La conducta de los responsables políticos y privados, españoles y europeos, agrava este cuadro.

Cuando, a todas luces, el problema de España se concentra en la impagable deuda privada, parece difícil entender por qué razón el plan del Gobierno, de los banqueros, empresarios y políticos de la derecha, está centrado en reducir el déficit fiscal y el endeudamiento público. La falta de racionalidad, aunque no de lógica, de los planes de austeridad de los gobiernos y de la UE para combatir la crisis, salta a la vista con sólo observar los últimos números de la composición de la deuda de Grecia, Portugal, España e Irlanda con los bancos de la eurozona, de acuerdo con la información difundida el pasado domingo por el Banco Internacional de Pagos de Basilea (BIS). Apenas el 16 por ciento del total de la deuda contraída por esos cuatro países es pública. El 84 por ciento restante pertenece a compañías, personas físicas e instituciones privadas.

Al igual que en el resto de Europa, donde se han puesto en práctica programas de ajuste similares aunque sin coordinación entre los gobiernos, este camino sólo puede conducir a aminorar o detener el raquítico crecimiento del PBI previsto para este año y el próximo. Como sostuvo recientemente en Madrid la economista de la Universidad de Maryland, Carmen Reinhart, “la austeridad fiscal no va a resolver el problema de la deuda (de Grecia). Si no crece el PBI, la deuda como porcentaje del mismo obviamente subirá”.

En el caso español, este razonamiento se hace mucho más evidente ya que el eje de la crisis está en la deuda privada y no en la pública, que es mucho menor y manejable si se pudiera retomar una senda de crecimiento, algo inviable con el nivel de deuda privada tras el estallido de la burbuja en Estados Unidos, Europa y España.

Sin embargo, el gobierno de Zapatero parece decidido a llevar adelante, aunque con mucho temor político, el libreto que delineó con mucha claridad el presidente del BBVA esta semana: “El Gobierno tiene tres tareas urgentes: asegurar la sostenibilidad de las finanzas públicas, impulsar las reformas estructurales y reestructurar el sistema financiero”.

Dicho sin tanta retórica, se trata de avanzar en la reforma laboral (adelantada el miércoles por el gobierno) que facilita el despido y desrregula aún más un mercado de trabajo en el que ya hay más del 33 por ciento de trabajadores precarios y casi 4,5 millones de desocupados (19 por ciento).

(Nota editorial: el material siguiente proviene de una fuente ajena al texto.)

PR #1211, opened 2014-12-17
check 'limit my search to X' by default

samertm:
I probably check this box 90% of the time I do a search on a subreddit
page. The last time I checked (heh), RES checked this box by default
as well. Thoughts?

### DIFF
--- a/r2/r2/public/static/js/reddit.js
+++ b/r2/r2/public/static/js/reddit.js
@@ -1215,12 +1215,12 @@ $(function() {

En segundo lugar, endurecer las condiciones para acceder a la jubilación, alargando la edad laboral, reduciendo el monto de las prestaciones y abriendo el camino a sistemas privados de retiro, un gran negocio para el sector financiero.

Al mismo tiempo, la reestructuración del sistema financiero supone el acotamiento de la función de las cajas de ahorro regionales, buscando liquidar su existencia en beneficio de la gran banca privada. En otras palabras, una alteración sustancial y de largo alcance de las condiciones sociales y económicas de los asalariados y de los sectores más debilitados del capital financiero y productivo.

Si a todo esto le sumamos el recorte del gasto social y el aumento de los impuestos indirectos (IVA), la receta no es más que un refrito de los conocidos planes de ajuste sufridos por los países emergentes a lo largo de décadas y diseñados por el FMI y el Banco Mundial.

Este pensamiento, del cual los beneficiarios serían los bancos y empresas de mayor porte de España y sobre todo de Europa, EE.UU. y China, no es nuevo y desde hace años pugna por encontrar el momento propicio para avanzar prácticamente. Es evidente que por este camino no se podrá evitar el colapso de la deuda española, y de la deuda de toda Europa. A lo sumo se logrará retrasar la llegada de ese momento, a costa del sufrimiento de millones de ciudadanos.

Mientras tanto, la puesta en marcha de un programa de estas características supondrá una tarea descomunal para Zapatero que deberá enfrentar una huelga general de los sindicatos en setiembre próximo. El Partido Popular (PP), que pretende gobernar a partir de 2011 o quizá antes si se anticipan las elecciones, busca que el gobierno socialista se haga cargo de esta fase de medidas impopulares. Lo que probablemente no miden los populares es la profundidad de la crisis ni su proyección geográfica y en el tiempo.